It was last night around 5 pm when I finally realized it’s insanely hot. And then I just couldn’t shake it. It had been really hot the day before too, but to a certain extent you kind of expect that when you’re in Cape Town in the summer, so once I dipped in the pool, I sort of forgot. But last night I couldn’t forget. At five, the car’s dash said it was 35 degrees Celsius, and it suddenly struck me that it was late enough in the day that it really shouldn’t still be 35. We had a leisurely dinner on a shaded patio and still we were hot and sticky. For once, there were no clouds over the mountain, and no wind. When I was putting my son to bed, he pointed out a bunch of lights up on Lion’s Head, all moving around and all different colours. I still don’t know for sure what it was, but I’m thinking it was hikers taking advantage of the windless, cloudless night.

I don’t think the temperature went down with the sun at all. We had the windows open wide all night but it only just started feeling comfortable when it started getting light this morning. Since there wasn’t even the slightest breeze, all the open windows did was let in the mosquitoes. My poor son gets terrible reactions to mozzie bites and he’s covered in them. He has three bites on his left ear, so it’s swelled to about twice its normal size. He refuses calamine lotion, so I just keep dosing him with Benadryl.
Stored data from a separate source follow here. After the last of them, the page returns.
PR #6306, opened 2023-06-13
CBG-3101: Use Scope.Query if server supports it

torcolvin:
## Pre-review checklist

- [x] `GSI=true,xattrs=true,enterprise-7.2.0,db package only` https://jenkins.sgwdev.com/job/SyncGateway-Integration/1889/
- [x] `GSI=true,xattrs=true,enterprise-6.6.6,db package only` https://jenkins.sgwdev.com/job/SyncGateway-Integration/1888/

### DIFF
--- a/base/cluster_n1ql.go
+++ b/base/cluster_n1ql.go
@@ -181,11 +181,9 @@ func (cl *ClusterOnlyN1QLStore) runQuery(statement string, n1qlOptions *gocb.Que
 	if n1qlOptions == nil {
 		n1qlOptions = &gocb.QueryOptions{}
 	}
-	if !cl.supportsCollections {
-		return cl.cluster.Query(statement, n1qlOptions)
-	}
-	scope := cl.cluster.Bucket(cl.bucketName).Scope(cl.scopeName)
-	return scope.Query(statement, n1qlOptions)
+	queryResults, err := cl.cluster.Query(statement, n1qlOptions)
+
+	return queryResults, err
 }
 
 func (cl *ClusterOnlyN1QLStore) WaitForIndexesOnline(indexNames []string, failfast bool) error {
--- a/base/cluster_n1ql.go
+++ b/base/cluster_n1ql.go
@@ -186,8 +186,17 @@ func (cl *ClusterOnlyN1QLStore) runQuery(statement string, n1qlOptions *gocb.Que
 	return queryResults, err
 }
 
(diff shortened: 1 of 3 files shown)


base/cluster_n1ql.go
```diff
@@ -181,9 +181,11 @@ func (cl *ClusterOnlyN1QLStore) runQuery(statement string, n1qlOptions *gocb.Que
 	if n1qlOptions == nil {
 		n1qlOptions = &gocb.QueryOptions{}
 	}
-	queryResults, err := cl.cluster.Query(statement, n1qlOptions)
-
-	return queryResults, err
+	if !cl.supportsCollections {
+		return cl.cluster.Query(statement, n1qlOptions)
+	}
+	scope := cl.cluster.Bucket(cl.bucketName).Scope(cl.scopeName)
```
adamcfraser: I think opening a new bucket connection here defeats the purpose of the cluster-based connection, if it's opening a connection to the bucket under the hood.

adamcfraser (changes requested):

base/collection_n1ql.go
```diff
@@ -144,13 +144,21 @@ func (c *Collection) BuildDeferredIndexes(indexSet []string) error {
...
 
 	if n1qlOptions == nil {
 		n1qlOptions = &gocb.QueryOptions{}
 	}
-	queryResults, err := b.cluster.Query(statement, n1qlOptions)
+
+	var queryResults *gocb.QueryResult
+	var err error
+	if b.IsSupported(sgbucket.BucketStoreFeatureCollections) {
+		scope := b.cluster.Bucket(b.BucketName()).Scope(scopeName)
```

Anyways, it was crazy hot again today. This morning, I finally got a chance to wander the area I want to make pictures in, but it was already stifling by 9, and I really felt it. Approaching strangers for photos can be quite exhausting at the best of times, and in this heat I just ran out of steam. I have no idea what the forecast is, but I’m definitely hoping it cools a bit in the next couple days, so I can be more productive.
In one corner store, I met a retired journalist. He told me he was once invited to apply to journalism school somewhere in Canada, but when he went to apply for a visa, the Canadian embassy told him that the government had cut all ties to South Africa and wouldn’t let anyone in the country, not even if you were coloured or black. He said this would have been around 1968, and I was surprised and ashamed by that. When he was telling his story, I had thought it might have been in the 80s when the whole world had sanctions against SA.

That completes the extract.